(Data items)
....................

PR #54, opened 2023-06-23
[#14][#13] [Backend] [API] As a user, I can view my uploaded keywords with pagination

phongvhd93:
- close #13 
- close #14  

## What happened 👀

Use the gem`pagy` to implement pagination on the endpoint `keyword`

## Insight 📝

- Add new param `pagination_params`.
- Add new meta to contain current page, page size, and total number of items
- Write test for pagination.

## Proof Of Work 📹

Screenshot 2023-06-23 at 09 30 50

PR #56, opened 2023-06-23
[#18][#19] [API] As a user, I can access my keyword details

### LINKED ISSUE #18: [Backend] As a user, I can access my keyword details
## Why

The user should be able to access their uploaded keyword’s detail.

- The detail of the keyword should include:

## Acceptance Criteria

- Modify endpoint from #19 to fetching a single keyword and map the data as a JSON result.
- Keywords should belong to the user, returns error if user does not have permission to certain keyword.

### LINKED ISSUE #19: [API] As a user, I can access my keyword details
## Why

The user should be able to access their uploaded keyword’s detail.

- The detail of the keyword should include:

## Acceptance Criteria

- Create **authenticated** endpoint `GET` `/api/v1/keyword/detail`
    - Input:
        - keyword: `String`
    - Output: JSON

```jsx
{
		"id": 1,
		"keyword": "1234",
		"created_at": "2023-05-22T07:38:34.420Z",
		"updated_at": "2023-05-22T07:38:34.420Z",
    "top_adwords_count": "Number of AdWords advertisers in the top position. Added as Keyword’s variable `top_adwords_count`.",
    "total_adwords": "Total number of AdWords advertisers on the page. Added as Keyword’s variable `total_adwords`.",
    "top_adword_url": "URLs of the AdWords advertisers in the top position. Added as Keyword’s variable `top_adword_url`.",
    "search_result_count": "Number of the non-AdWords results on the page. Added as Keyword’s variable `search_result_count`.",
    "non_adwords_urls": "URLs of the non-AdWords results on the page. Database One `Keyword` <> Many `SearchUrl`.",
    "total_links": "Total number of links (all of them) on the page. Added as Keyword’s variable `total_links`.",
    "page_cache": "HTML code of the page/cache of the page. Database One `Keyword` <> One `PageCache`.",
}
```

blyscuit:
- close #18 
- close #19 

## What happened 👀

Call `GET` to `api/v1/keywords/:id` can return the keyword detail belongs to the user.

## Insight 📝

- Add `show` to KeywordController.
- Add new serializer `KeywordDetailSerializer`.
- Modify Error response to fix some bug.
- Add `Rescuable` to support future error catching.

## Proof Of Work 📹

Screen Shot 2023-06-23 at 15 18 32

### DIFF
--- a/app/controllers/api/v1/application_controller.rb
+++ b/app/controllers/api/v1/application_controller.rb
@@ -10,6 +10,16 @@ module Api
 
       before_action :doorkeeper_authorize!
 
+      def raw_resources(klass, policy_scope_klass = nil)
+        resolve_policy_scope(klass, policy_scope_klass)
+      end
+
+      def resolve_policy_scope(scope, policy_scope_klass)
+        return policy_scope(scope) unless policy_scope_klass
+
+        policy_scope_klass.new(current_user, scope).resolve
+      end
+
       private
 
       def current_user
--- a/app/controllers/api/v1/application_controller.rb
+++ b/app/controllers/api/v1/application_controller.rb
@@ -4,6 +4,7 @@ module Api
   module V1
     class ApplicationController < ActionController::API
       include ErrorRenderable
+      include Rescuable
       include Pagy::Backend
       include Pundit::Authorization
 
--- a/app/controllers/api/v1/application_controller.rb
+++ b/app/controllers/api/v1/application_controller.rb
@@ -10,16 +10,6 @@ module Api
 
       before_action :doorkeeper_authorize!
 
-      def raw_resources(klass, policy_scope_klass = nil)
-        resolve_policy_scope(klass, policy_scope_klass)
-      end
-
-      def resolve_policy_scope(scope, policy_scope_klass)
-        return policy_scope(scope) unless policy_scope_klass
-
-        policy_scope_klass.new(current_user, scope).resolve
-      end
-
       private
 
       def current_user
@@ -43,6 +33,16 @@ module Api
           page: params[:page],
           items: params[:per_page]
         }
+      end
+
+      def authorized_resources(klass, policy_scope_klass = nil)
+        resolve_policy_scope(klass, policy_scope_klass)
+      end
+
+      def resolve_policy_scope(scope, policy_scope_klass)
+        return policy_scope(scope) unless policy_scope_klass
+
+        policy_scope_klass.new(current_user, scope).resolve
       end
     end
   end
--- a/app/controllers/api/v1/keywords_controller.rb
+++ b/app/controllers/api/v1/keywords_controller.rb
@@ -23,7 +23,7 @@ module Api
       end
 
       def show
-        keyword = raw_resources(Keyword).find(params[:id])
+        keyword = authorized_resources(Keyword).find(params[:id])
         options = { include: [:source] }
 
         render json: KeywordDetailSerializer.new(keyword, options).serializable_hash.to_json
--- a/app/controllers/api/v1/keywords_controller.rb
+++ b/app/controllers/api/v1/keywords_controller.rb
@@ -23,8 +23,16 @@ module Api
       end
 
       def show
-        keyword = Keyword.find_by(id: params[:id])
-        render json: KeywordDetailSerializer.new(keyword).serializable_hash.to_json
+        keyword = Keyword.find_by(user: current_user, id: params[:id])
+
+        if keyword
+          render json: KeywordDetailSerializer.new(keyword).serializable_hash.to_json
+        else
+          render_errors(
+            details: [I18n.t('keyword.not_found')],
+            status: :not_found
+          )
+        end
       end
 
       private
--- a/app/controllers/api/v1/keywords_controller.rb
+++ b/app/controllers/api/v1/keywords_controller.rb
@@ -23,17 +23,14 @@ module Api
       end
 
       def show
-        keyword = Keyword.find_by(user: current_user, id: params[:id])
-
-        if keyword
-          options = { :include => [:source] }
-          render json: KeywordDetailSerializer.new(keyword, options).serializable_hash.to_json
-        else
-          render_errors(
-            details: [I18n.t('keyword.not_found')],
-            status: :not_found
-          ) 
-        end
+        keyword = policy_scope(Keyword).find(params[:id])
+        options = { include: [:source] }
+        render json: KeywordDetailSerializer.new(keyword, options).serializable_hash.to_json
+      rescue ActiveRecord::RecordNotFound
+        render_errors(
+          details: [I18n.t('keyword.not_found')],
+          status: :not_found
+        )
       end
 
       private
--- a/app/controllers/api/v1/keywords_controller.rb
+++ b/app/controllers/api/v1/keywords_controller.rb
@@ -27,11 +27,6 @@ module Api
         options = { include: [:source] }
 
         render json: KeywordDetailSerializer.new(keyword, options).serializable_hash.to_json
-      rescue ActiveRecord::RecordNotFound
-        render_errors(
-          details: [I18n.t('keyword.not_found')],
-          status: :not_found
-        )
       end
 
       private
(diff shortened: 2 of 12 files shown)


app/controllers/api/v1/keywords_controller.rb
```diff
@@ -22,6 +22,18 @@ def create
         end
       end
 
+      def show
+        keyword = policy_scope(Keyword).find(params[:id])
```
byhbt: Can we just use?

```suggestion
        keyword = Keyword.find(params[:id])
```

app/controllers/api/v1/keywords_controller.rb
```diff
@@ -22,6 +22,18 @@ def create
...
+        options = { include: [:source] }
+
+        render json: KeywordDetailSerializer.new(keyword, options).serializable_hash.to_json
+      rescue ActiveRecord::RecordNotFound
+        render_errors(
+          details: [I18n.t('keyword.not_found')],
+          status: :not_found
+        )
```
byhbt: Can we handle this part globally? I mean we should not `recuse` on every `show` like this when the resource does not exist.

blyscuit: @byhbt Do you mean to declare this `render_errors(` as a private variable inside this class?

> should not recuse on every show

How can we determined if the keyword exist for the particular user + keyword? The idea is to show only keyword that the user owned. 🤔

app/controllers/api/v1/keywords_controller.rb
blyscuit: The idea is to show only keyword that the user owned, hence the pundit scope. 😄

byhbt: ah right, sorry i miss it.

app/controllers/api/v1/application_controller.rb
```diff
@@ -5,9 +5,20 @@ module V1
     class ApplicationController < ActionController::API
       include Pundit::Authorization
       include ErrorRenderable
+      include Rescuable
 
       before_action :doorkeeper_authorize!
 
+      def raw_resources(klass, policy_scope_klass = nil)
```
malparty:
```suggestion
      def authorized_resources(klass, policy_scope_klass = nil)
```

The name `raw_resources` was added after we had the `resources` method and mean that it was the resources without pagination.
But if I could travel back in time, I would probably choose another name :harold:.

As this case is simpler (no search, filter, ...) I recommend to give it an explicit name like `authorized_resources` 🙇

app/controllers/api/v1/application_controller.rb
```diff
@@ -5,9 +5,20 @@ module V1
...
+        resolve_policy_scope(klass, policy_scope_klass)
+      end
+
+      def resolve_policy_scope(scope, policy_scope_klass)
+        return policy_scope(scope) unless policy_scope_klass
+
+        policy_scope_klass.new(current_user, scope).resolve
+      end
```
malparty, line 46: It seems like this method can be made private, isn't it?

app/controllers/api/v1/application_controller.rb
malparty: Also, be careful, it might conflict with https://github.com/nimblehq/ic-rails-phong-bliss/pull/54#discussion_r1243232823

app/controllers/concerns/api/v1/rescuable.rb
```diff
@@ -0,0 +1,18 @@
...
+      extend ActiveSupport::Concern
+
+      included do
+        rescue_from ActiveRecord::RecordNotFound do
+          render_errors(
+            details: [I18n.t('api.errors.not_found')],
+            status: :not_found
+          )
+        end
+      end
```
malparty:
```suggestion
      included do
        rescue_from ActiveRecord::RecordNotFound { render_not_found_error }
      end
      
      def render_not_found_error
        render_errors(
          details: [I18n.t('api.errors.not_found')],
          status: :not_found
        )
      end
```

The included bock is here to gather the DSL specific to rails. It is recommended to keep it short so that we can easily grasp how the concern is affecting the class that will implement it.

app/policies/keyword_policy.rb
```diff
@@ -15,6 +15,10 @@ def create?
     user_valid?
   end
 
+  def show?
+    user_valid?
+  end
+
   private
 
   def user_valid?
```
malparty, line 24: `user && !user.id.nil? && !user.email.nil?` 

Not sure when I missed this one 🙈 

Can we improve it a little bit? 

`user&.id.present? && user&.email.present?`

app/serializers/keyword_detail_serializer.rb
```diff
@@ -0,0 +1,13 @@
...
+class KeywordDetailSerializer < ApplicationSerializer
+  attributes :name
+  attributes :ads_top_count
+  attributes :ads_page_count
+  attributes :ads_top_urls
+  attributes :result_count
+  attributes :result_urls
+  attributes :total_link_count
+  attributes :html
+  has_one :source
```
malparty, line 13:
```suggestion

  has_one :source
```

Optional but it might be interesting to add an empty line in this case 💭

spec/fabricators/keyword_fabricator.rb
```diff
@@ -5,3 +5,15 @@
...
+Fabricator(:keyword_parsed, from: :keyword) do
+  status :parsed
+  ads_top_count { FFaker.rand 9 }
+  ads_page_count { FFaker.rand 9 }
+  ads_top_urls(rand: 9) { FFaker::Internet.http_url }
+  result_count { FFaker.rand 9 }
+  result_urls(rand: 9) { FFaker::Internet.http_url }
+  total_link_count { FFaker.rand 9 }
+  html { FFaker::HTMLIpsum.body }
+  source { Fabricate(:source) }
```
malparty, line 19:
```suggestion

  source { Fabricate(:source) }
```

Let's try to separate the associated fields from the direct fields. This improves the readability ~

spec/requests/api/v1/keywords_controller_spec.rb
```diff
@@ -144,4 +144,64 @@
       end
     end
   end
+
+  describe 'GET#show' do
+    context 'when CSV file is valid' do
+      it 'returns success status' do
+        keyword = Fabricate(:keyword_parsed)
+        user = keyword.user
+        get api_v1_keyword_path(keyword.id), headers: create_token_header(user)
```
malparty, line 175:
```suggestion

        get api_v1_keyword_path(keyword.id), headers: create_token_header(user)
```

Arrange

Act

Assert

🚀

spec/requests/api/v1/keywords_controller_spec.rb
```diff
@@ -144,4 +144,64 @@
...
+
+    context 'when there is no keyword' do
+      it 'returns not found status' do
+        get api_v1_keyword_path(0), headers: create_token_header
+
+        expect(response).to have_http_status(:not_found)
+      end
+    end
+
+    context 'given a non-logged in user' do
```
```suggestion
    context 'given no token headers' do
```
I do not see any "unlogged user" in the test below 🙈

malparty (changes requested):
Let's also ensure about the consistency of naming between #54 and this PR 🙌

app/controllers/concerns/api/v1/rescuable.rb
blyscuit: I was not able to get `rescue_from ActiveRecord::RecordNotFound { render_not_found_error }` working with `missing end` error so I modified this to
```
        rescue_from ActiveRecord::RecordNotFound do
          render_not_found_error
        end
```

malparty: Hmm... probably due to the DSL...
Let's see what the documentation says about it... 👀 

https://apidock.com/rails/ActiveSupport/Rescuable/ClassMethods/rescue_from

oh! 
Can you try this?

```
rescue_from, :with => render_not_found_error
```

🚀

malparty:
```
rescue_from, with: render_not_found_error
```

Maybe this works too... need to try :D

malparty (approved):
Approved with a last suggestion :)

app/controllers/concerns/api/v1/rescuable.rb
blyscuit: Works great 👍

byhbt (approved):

....................

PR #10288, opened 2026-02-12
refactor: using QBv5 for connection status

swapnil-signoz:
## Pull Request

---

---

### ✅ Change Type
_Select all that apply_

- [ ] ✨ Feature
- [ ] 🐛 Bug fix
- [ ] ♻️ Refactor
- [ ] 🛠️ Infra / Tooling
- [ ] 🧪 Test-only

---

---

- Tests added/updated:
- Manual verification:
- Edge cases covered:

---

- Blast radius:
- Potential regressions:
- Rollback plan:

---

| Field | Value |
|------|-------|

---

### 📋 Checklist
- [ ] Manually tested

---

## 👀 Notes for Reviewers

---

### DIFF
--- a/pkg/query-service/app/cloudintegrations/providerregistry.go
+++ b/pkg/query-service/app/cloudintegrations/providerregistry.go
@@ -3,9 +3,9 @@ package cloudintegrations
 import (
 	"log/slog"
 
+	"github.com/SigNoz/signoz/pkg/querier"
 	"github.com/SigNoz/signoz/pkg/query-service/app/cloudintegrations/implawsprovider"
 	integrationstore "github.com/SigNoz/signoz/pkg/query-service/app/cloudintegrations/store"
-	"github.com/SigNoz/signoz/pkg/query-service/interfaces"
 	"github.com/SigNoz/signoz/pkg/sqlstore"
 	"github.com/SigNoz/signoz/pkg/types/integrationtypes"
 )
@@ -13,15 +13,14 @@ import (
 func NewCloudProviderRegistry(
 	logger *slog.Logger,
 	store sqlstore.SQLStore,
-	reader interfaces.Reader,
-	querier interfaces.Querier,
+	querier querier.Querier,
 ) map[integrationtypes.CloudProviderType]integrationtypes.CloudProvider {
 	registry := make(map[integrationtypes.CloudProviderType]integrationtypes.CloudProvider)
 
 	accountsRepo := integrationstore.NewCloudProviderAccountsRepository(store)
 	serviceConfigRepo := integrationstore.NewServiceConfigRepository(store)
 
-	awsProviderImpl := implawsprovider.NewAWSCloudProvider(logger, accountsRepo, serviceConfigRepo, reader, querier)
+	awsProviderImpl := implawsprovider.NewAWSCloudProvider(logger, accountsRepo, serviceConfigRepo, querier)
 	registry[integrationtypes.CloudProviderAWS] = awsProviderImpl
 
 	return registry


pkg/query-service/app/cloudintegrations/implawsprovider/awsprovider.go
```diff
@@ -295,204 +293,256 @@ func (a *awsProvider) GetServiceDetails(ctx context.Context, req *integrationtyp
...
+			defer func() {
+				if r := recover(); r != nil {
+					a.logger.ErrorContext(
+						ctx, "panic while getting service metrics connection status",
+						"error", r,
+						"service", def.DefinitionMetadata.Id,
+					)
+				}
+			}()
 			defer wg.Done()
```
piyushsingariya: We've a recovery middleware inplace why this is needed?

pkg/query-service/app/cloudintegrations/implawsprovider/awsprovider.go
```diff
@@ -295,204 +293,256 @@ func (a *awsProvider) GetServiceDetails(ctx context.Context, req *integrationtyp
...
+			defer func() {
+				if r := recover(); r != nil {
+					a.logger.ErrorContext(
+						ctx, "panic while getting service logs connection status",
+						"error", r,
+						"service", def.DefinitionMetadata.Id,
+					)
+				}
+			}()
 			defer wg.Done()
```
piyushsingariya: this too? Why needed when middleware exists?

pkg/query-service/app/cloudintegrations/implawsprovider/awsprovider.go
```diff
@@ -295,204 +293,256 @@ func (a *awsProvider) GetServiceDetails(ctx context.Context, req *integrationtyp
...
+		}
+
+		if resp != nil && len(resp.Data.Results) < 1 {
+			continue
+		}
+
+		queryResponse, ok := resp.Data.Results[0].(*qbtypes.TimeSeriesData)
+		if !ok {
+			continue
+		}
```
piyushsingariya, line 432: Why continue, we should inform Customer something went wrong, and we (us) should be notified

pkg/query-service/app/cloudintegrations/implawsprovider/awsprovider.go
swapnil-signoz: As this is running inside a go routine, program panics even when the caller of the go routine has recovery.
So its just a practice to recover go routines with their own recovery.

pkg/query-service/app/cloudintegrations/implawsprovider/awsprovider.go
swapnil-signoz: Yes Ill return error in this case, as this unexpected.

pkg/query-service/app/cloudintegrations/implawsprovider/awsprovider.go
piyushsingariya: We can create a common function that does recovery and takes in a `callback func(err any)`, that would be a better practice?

....................

Search the records for the word "serviceConfigRepo". Copy each line where it appears.

◆ PROBLEM SOLUTION:
 	serviceConfigRepo := integrationstore.NewServiceConfigRepository(store)
-	awsProviderImpl := implawsprovider.NewAWSCloudProvider(logger, accountsRepo, serviceConfigRepo, reader, querier)
+	awsProviderImpl := implawsprovider.NewAWSCloudProvider(logger, accountsRepo, serviceConfigRepo, querier)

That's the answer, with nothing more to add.